▶ _Required action_: Could you report every line of the listing below that holds the word "there"?

▶ _Data to examine_:
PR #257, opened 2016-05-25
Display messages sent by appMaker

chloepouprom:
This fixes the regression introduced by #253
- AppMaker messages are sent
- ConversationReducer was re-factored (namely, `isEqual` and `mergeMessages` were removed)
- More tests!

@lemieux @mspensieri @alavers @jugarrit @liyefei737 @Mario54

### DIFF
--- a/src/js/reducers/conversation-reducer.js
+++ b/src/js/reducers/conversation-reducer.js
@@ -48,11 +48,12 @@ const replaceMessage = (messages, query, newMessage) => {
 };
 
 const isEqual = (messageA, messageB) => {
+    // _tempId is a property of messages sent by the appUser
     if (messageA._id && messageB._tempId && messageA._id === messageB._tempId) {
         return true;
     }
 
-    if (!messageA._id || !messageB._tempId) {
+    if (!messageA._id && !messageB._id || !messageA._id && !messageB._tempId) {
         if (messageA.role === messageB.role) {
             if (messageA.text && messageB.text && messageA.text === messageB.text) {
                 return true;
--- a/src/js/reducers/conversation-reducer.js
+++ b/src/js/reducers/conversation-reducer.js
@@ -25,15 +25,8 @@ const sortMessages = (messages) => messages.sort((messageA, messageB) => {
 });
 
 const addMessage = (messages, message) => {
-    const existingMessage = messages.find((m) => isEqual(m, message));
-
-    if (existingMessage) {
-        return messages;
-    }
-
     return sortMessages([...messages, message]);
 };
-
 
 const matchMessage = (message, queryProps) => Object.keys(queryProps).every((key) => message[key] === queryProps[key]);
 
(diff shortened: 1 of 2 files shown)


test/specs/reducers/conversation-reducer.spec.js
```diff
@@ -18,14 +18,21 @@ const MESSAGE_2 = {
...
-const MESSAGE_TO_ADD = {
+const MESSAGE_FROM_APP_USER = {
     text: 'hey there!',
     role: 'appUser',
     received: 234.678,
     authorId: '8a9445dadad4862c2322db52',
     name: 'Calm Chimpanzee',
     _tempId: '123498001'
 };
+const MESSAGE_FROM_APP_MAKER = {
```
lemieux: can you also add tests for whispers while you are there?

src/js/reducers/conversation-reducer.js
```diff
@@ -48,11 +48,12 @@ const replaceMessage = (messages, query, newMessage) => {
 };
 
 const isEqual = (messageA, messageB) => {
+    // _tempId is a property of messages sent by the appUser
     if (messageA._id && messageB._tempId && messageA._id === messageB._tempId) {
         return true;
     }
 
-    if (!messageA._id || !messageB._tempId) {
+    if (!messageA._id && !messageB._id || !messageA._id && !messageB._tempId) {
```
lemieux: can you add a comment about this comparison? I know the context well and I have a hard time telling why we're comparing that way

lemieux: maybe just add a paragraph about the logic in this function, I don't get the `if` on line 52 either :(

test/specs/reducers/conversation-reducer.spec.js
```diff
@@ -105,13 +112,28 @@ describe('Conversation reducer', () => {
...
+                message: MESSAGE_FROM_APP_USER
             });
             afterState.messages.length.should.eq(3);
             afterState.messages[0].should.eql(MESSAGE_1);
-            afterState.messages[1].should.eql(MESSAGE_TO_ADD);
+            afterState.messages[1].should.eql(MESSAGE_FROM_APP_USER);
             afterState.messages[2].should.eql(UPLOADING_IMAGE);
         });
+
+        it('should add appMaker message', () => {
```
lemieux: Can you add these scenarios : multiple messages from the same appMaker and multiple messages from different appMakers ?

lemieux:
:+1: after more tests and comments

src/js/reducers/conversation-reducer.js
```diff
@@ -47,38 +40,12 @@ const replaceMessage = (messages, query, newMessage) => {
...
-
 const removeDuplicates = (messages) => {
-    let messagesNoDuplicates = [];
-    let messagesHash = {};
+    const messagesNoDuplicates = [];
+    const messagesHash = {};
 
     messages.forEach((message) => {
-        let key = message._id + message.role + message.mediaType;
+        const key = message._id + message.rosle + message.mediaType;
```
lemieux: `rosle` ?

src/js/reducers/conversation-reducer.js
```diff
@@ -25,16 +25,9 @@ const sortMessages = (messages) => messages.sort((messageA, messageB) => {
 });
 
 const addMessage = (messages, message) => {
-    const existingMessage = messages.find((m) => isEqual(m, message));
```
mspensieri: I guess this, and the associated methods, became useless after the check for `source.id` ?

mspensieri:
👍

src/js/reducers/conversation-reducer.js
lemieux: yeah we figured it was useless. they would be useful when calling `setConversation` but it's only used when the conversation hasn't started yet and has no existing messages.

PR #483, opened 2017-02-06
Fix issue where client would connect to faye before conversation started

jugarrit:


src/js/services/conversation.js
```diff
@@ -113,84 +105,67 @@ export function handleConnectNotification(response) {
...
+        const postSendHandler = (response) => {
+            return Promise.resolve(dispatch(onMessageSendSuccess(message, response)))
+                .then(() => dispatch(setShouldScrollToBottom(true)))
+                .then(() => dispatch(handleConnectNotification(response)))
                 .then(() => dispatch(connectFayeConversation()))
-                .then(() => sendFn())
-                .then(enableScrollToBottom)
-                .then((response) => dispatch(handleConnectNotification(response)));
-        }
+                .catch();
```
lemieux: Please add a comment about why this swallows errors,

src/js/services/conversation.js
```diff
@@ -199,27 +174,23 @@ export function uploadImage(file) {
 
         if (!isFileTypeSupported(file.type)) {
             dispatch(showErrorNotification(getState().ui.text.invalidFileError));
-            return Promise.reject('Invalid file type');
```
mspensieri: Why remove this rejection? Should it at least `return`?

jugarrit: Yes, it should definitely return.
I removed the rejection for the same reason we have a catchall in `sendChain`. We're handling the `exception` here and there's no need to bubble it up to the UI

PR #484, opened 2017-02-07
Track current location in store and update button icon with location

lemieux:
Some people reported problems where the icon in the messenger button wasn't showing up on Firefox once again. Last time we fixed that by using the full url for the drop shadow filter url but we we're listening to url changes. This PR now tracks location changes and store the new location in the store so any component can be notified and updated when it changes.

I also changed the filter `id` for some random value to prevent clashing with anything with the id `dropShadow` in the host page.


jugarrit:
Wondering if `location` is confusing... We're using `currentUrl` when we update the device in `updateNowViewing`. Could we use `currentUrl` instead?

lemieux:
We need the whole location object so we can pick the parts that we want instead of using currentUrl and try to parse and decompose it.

▶ _Written solution_:
     text: 'hey there!',
lemieux: can you also add tests for whispers while you are there?
I removed the rejection for the same reason we have a catchall in `sendChain`. We're handling the `exception` here and there's no need to bubble it up to the UI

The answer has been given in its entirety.